PROMPT — All of the lines below should be output exactly as shown.

PROVIDED MATERIAL —
_ _ _
PR #7565, opened 2021-12-07
Add support for wanikani.com

TheColtron:
WaniKani is a popular flashcard based Japanese learning website. Typically English meanings are presented in a different style than Japanese readings, but Dark Readers default reskin causes both to have the same style.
_ _ _
TASK RESULT —
PR #7565, opened 2021-12-07
Add support for wanikani.com

TheColtron:
WaniKani is a popular flashcard based Japanese learning website. Typically English meanings are presented in a different style than Japanese readings, but Dark Readers default reskin causes both to have the same style.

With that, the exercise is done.